No. As I think my hon. Friend probably knows, there will be a further meeting in Brussels on Thursday and Friday of this week, to deal with the question of Protocol 22, which I shall be attending. That will begin with a meeting of the member States of the Community to take further the proceedings that were interrupted two weeks ago.
I agree wholeheartedly with the principle of overseas aid, but may I ask the right hon. Lady how she justifies the amount of £20 million to India, whose Government have been guilty of the crime of wasting the substance of her own starving people in constructing a nuclear bomb? What conditions will the right hon. Lady attach to the money?

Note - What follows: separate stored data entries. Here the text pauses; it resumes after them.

PR #1356, opened 2017-09-21
Change Floating Erase Button to UiDevice type from ViewInteraction of espresso

npark-mozilla:
Best way to avoid timing error on clicking erase button is to wait for it.

### DIFF
--- a/app/src/androidTest/java/org/mozilla/focus/activity/AdBlockingTest.java
+++ b/app/src/androidTest/java/org/mozilla/focus/activity/AdBlockingTest.java
@@ -136,6 +136,6 @@ public class AdBlockingTest {
         assertTrue(blockAdTrackerValue.getText().equals("ON"));
         TestHelper.navigateUp.click();
         TestHelper.webView.waitForExists(waitingTime);
-        TestHelper.floatingEraseButton.perform(click());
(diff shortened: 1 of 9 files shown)


pocmo:
Why?

The failure we saw came from a  UIObject already. Note that there are two erase buttons used in ScreengrabTest. One is the ViewInteraction and the other one is a UIObject. I think we saw the other one fail on taskcluster. With a higher wait time this seems to work now. So far I feel like espresso interactions are more reliable than uiautomator. :)

npark-mozilla:
Oh, I assumed what we saw from TC was same as this error in master: https://dashboard.buddybuild.com/apps/584f67f6f3d6eb01000842d6/build/59c41b570698550001093d83#uitests  In this case, the failure comes from not being able to find the erase button. Okay, let's investigate this a bit more.  It seems that on master this is consistently failing here.

npark-mozilla:
Looks like two previous master runs have the ViewInteraction failures.

npark-mozilla:
@pocmo hmm, now I'm not sure... this failure only happens on Nexus 9 (tablet) (on master branch), and I cannot run the test locally as the screencapture call throws exception.  Could you take a quick look?  It's consistently failing so something must be off I think.

PR #1357, opened 2017-09-22
Npark mozilla/screengrabfix

npark-mozilla:


app/src/androidTest/java/org/mozilla/focus/activity/screenshots/ScreenGrabTest.java
```diff
@@ -95,6 +95,8 @@ protected void beforeActivityLaunched() {
                         .setBody(TestHelper.readTestAsset("rabbit.jpg")));
                 webServer.enqueue(new MockResponse()
                         .setBody(TestHelper.readTestAsset("download.jpg")));
```
npark-mozilla: Below is needed to load the site when opening a new tab in line 368. (not necessary, but cleaner)

app/src/androidTest/java/org/mozilla/focus/activity/screenshots/ScreenGrabTest.java
```diff
@@ -260,12 +262,16 @@ private void takeAddToHomeScreenScreenshot() throws UiObjectNotFoundException {
         TestHelper.AddtoHSCancelBtn.waitForExists(waitingTime);
         Screengrab.screenshot("AddtoHSDialog");
         TestHelper.pressBackKey();
-        TestHelper.pressBackKey();
+
```
npark-mozilla: Video shows that the simulator is slow enough that the keyboard isn't pulled when the dialog is opened. If Back key is pressed twice before the keyboard is visible, app will exit to the initial page.

app/src/androidTest/java/org/mozilla/focus/activity/screenshots/ScreenGrabTest.java
```diff
@@ -363,7 +369,9 @@ private void takeScreenshotOfContextMenu(UiDevice device) throws UiObjectNotFoun
         multiTabBtn.click();
         eraseHistoryBtn.waitForExists(waitingTime);
         Screengrab.screenshot("Multi_Tab_Menu");
-        eraseHistoryBtn.click();
```
npark-mozilla: the definition of eraseHistoryBtn is incorrect, at least on tablet mode. Uiautomator will pick whatever element that matches first, and there are more than one element that is android.widget.TextView class with index of 2. (namely, the url bar) If we prefer to erase it this way, let's assign an identifier to the erase history button.  As a workaround, I deleted the tabs from the notification bar.

npark-mozilla:
@pocmo I put some workaround to address two separate issues, but feel free to take over this PR.
So the two issues were:
- Sim too slow to pull keyboard when Add shortcut dialog is opened
- eraseHistoryBtn is incorrect

PR #1366, opened 2017-09-22
Add Korean translation for setting menu

djKooks:
I updated some Korean strings which are not being translated in settings menu.
Please look on. Thanks.


pocmo:
Thank you for your help!

Unfortunately I can't merge this PR. Focus is getting translated on Pontoon here:
https://pontoon.mozilla.org/projects/focus-for-android/

We import translated strings from there automatically and therefore can't edit them in our repository. You can register on Pontoon and start helping to translate Focus and other Mozilla products. You can get in touch with the L10N teams here:
https://wiki.mozilla.org/L10n:Teams

djKooks:
@pocmo Got it. Thanks!

umertanvir:
@pocmo  let me check what I can do for that i am translating using poontoon but I guess that's not an issue from translation side but still I will recheck

PR #1374, opened 2017-09-22
remove assert to continue test

npark-mozilla:


npark-mozilla:
Test failed from screengrab, but it fixes the intermittent in AddtoHSTest

Issue #1375, opened 2017-09-22
NullPointerException: SessionsSheetFragment.onAnimationEnd()


pocmo:
```
java.lang.NullPointerException: 
 
  at org.mozilla.focus.session.ui.SessionsSheetFragment$3.onAnimationEnd (SessionsSheetFragment.java:105)
 
  at android.view.RenderNodeAnimator.onFinished (RenderNodeAnimator.java:381)
 
  at android.animation.RevealAnimator.onFinished (RevealAnimator.java:43)
 
  at android.view.RenderNodeAnimator.callOnFinished (RenderNodeAnimator.java:488)
 
  at android.os.MessageQueue.nativePollOnce (Native Method)
 
  at android.os.MessageQueue.next (MessageQueue.java:323)
 
  at android.os.Looper.loop (Looper.java:136)
 
  at android.app.ActivityThread.main (ActivityThread.java:6123)
 
  at java.lang.reflect.Method.invoke (Native Method)
 
  at com.android.internal.os.ZygoteInit$MethodAndArgsCaller.run (ZygoteInit.java:867)
 
  at com.android.internal.os.ZygoteInit.main (ZygoteInit.java:757)
```

pocmo:
Duplicate of #1385.

PR #1391, opened 2017-09-25
Fix crash while double tapping a tab inside tablist (#1385)

### LINKED ISSUE #1385: Crash while double tapping a tab inside tablist.
Firefox focus always crash when I double tap any tab inside tablist.

codebu5ter:
Fixes #1385

### DIFF
--- a/app/src/main/java/org/mozilla/focus/session/ui/SessionsSheetFragment.java
+++ b/app/src/main/java/org/mozilla/focus/session/ui/SessionsSheetFragment.java
@@ -17,6 +17,7 @@ import android.view.ViewGroup;
 import android.view.animation.AccelerateInterpolator;
 
 import org.mozilla.focus.R;
+import org.mozilla.focus.activity.MainActivity;
 import org.mozilla.focus.locale.LocaleAwareFragment;
 import org.mozilla.focus.session.SessionManager;
 import org.mozilla.focus.telemetry.TelemetryWrapper;
@@ -102,10 +103,13 @@ public class SessionsSheetFragment extends LocaleAwareFragment implements View.O
         animator.addListener(new AnimatorListenerAdapter() {
             @Override
             public void onAnimationEnd(Animator animation) {
-                getActivity().getSupportFragmentManager()
-                        .beginTransaction()
-                        .remove(SessionsSheetFragment.this)
-                        .commit();
+                final MainActivity activity = (MainActivity) getActivity();
+                if (activity != null) {
+                    activity.getSupportFragmentManager()
+                            .beginTransaction()
+                            .remove(SessionsSheetFragment.this)
+                            .commit();
+                }
             }
         });
 


app/src/main/java/org/mozilla/focus/session/ui/SessionsSheetFragment.java
```diff
@@ -102,10 +102,12 @@ public void onAnimationEnd(Animator animation) {
         animator.addListener(new AnimatorListenerAdapter() {
             @Override
             public void onAnimationEnd(Animator animation) {
-                getActivity().getSupportFragmentManager()
-                        .beginTransaction()
-                        .remove(SessionsSheetFragment.this)
-                        .commit();
+                if (getActivity() != null) {
+                    getActivity().getSupportFragmentManager()
```
pocmo: Even if the first call returns a non null activity, the second call can still return null.

codebu5ter: @pocmo The first call returns a non null activity, and hence the code under the 'if' statement is executed, but the second call returns a null, and hence nothing is done, preventing the crash.
This seems to be working fine as per my testing.

pocmo: If the second call returns null then this would be a NullPointerException again.

Don't you want to do something like this:

```java
final Activity activity = getActivity();
if (activity != null) {
    activity.getSupportFragmentManager() ....
    ...
}
```

app/src/main/java/org/mozilla/focus/session/ui/SessionsSheetFragment.java
```diff
@@ -98,14 +99,17 @@ public void onAnimationEnd(Animator animation) {
 
     /* package */ Animator animateAndDismiss() {
         final Animator animator = playAnimation(true);
+        final MainActivity activity = (MainActivity)getActivity();
```
sputnikci: \[Checkstyle\] ERROR: 'typecast' is not followed by whitespace\.

sputnikci: \[Checkstyle\] ERROR: 'typecast' is not followed by whitespace\.

pocmo: I wonder why you are doing this here and not in onAnimationEnd()? With this we are keeping a reference to the activity the whole time unnecessarily.

Also the cast to MainActivity does not seem like something we need to do.

codebu5ter: @pocmo Shifted the activity reference to inside onAnimationEnd().
Also, without the typecasting, getSupportFragmentManager() is unable to get resolved, because it requires a reference to an AppCompatAcitivty. I can either typecast to an AppCompatAcitivty or MainActivity. I've chosen the latter since it extends AppCompatAcitivty.

pocmo:
Looks good now! Can you squash those two commits into a single one? Then it's ready to merge. :)

codebu5ter:
@pocmo Done! :)

codebu5ter:
@pocmo  I’m not sure, but this may also solve #1375

PR #1458, opened 2017-10-10
Improve docker image

pocmo:
There are two things I want to update:
* Install pip and all dependencies for android2po. This will allow us to run the import/export scripts on taskcluster. And I want to use pip for something else - so it's a good time to do this now. :)
* Previously we only ran "gradle assemble" to fetch dependencies and cache them in the docker image. However we now run a lot of more gradle commands and they all need to pull dependencies. To avoid that we run those commands when creating the image and then those dependencies will already be available.


pocmo:
Image build succeeded. Pushing image to docker hub now.

pocmo:
Push successful. Image available now.

PR #1461, opened 2017-10-10
Update support library to 26.1.0 and architecture components to 1.0.0-beta2.

pocmo:
Some of our custom lifecycle classes are not needed anymore as this functionality
has been implemented in the support library.


pocmo:
Seems like this broke one of our unit tests. Will have a look tomorrow.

The conditions attached to the money are that it is programme aid—that is, it is money which will make it possible for India to buy goods which she needs from Britain. All our views on the Indian nuclear explosion are clear. However, the fact remains that India is one of the countries most hard hit by the rise in oil and commodity prices and that she is a desperately poor country. Our aid will be directed solely to helping the people of that country. I think that we must be very careful to separate the provision of aid to benefit the people of the country from the criticisms we may have of unrelated policies.
Does my right hon. Friend agree that her statement, as far as it dealt with the achievement of the renegotiation of our aims at Brussels, has an ongoing, conditional optimism? To which issue does my right hon. Friend attach great importance and which issue does she think will be most difficult to resolve in the next month or two?
I think that will be the basic question whether we can persuade the Community to share our view about the distribution of Community aid as between countries which are associated and those which are not associated. The countries which are not associated include some of the largest and poorest countries in the world. The question will be whether we can sufficiently persuade all the members of the Community to share our view. Certain members share our view. Others are so far hesitant. I do not think that I am unduly optimistic, but my hon. Friend will recognise that in any negotiations one does not succeed unless one tries to succeed.
Is the right hon. Lady aware that her policy of ensuring that Community aid is given on a more worldwide basis and on the basis of need will be supported on this side of the House, bearing in mind that the first impetus in that direction was given by the summit conference in December 1972 where the principle was accepted by the Community on the initiative of my right hon. Friend the then Prime Minister?
If I can correct the hon. Gentleman, not quite. That resolution was finally adopted by the Community only at a meeting in July.
Albeit second best, if there is to be an expansion in bilateral aid is there not a case for reconsidering the scheme of 13 years ago whereby aid is in some way tied to under-employed industries in this country, unsatisfactory though this may be in principle?
To do that precisely and directly would obviously present many problems. I think that my hon. Friend will recognise that when there are orders for British goods that follow either a parlicular aid project in a particular country or a technical assistance consultancy, it is very likely to involve engineering and the kind of goods for which we are now urgently seeking new employment opportunities in Britain.
Is the right hon. Lady aware that fresco papers proposing ongoing procedures for infrastructure purposes can on occasions prove to be counterproductive and perhaps it would be better to concentrate on debt reduction and décollage, in the interests of multilingual jargon?
I am sure that the right hon. Gentleman will be fully aware that one of the unfortunate aspects of the membership of the Community that we inherit was the jargon that was already ongoing there.